(Record extracts begins)

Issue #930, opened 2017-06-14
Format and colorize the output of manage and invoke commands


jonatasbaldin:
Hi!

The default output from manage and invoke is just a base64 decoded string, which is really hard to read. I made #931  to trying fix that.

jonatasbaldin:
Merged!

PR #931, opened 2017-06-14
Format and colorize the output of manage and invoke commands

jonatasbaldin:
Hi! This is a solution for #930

(Record extracts ends)

**Problem description**. Restate word for word only the lines running from the beginning of the data to the line holding "PR #931, opened 2017-06-14", both included.

**Answer to the problem**.
Issue #930, opened 2017-06-14
Format and colorize the output of manage and invoke commands


jonatasbaldin:
Hi!

The default output from manage and invoke is just a base64 decoded string, which is really hard to read. I made #931  to trying fix that.

jonatasbaldin:
Merged!

PR #931, opened 2017-06-14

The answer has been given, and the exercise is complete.